**Data for review:**
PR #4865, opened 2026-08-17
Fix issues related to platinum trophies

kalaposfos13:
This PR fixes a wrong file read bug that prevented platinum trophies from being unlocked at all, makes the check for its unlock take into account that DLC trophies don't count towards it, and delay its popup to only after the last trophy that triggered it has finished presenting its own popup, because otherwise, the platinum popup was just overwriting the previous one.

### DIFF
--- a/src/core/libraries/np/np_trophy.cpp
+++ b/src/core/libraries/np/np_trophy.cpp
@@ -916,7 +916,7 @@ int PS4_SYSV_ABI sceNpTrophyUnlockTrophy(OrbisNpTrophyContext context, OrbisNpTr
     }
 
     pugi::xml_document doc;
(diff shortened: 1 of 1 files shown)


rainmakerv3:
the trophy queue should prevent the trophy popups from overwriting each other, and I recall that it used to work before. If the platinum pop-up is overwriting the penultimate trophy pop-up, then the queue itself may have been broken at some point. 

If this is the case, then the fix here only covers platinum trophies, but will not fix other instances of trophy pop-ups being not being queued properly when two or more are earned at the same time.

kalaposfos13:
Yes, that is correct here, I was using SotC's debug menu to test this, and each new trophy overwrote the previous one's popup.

**The problem:** Your answer must be the line holding "the trophy queue" plus every later line to the end of the records, copied exactly.

**Answer space:**
the trophy queue should prevent the trophy popups from overwriting each other, and I recall that it used to work before. If the platinum pop-up is overwriting the penultimate trophy pop-up, then the queue itself may have been broken at some point. 

If this is the case, then the fix here only covers platinum trophies, but will not fix other instances of trophy pop-ups being not being queued properly when two or more are earned at the same time.

kalaposfos13:
Yes, that is correct here, I was using SotC's debug menu to test this, and each new trophy overwrote the previous one's popup.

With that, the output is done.